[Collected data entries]
+===+

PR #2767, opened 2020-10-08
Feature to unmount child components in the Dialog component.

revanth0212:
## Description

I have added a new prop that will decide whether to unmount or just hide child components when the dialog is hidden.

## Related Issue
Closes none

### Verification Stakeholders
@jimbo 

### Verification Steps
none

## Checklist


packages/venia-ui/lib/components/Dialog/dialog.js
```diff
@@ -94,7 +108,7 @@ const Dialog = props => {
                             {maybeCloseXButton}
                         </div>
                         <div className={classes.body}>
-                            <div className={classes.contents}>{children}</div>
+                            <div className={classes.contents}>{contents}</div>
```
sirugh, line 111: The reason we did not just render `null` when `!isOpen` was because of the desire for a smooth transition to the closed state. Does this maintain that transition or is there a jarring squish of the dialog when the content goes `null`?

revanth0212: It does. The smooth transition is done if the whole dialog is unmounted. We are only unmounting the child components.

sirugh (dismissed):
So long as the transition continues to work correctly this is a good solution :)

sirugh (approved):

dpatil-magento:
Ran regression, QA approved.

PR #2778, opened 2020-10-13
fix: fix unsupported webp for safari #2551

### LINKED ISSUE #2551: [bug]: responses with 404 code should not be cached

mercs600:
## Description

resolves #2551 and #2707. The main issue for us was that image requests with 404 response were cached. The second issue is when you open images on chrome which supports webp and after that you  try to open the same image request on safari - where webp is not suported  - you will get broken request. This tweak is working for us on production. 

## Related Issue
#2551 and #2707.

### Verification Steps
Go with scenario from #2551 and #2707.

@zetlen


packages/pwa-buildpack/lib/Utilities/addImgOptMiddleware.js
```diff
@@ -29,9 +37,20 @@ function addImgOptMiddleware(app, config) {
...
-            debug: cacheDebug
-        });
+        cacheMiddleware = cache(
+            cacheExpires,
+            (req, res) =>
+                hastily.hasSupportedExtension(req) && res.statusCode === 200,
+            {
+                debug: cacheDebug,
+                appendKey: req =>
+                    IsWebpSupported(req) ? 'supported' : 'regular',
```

+===+

**PROBLEM DETAILS:** Would you repeat each of the lines above exactly?

**SOLUTION:**
PR #2767, opened 2020-10-08
Feature to unmount child components in the Dialog component.

revanth0212:
## Description

I have added a new prop that will decide whether to unmount or just hide child components when the dialog is hidden.

## Related Issue
Closes none

### Verification Stakeholders
@jimbo 

### Verification Steps
none

## Checklist


packages/venia-ui/lib/components/Dialog/dialog.js
```diff
@@ -94,7 +108,7 @@ const Dialog = props => {
                             {maybeCloseXButton}
                         </div>
                         <div className={classes.body}>
-                            <div className={classes.contents}>{children}</div>
+                            <div className={classes.contents}>{contents}</div>
```
sirugh, line 111: The reason we did not just render `null` when `!isOpen` was because of the desire for a smooth transition to the closed state. Does this maintain that transition or is there a jarring squish of the dialog when the content goes `null`?

revanth0212: It does. The smooth transition is done if the whole dialog is unmounted. We are only unmounting the child components.

sirugh (dismissed):
So long as the transition continues to work correctly this is a good solution :)

sirugh (approved):

dpatil-magento:
Ran regression, QA approved.

PR #2778, opened 2020-10-13
fix: fix unsupported webp for safari #2551

### LINKED ISSUE #2551: [bug]: responses with 404 code should not be cached

mercs600:
## Description

resolves #2551 and #2707. The main issue for us was that image requests with 404 response were cached. The second issue is when you open images on chrome which supports webp and after that you  try to open the same image request on safari - where webp is not suported  - you will get broken request. This tweak is working for us on production. 

## Related Issue
#2551 and #2707.

### Verification Steps
Go with scenario from #2551 and #2707.

@zetlen


packages/pwa-buildpack/lib/Utilities/addImgOptMiddleware.js
```diff
@@ -29,9 +37,20 @@ function addImgOptMiddleware(app, config) {
...
-            debug: cacheDebug
-        });
+        cacheMiddleware = cache(
+            cacheExpires,
+            (req, res) =>
+                hastily.hasSupportedExtension(req) && res.statusCode === 200,
+            {
+                debug: cacheDebug,
+                appendKey: req =>
+                    IsWebpSupported(req) ? 'supported' : 'regular',
```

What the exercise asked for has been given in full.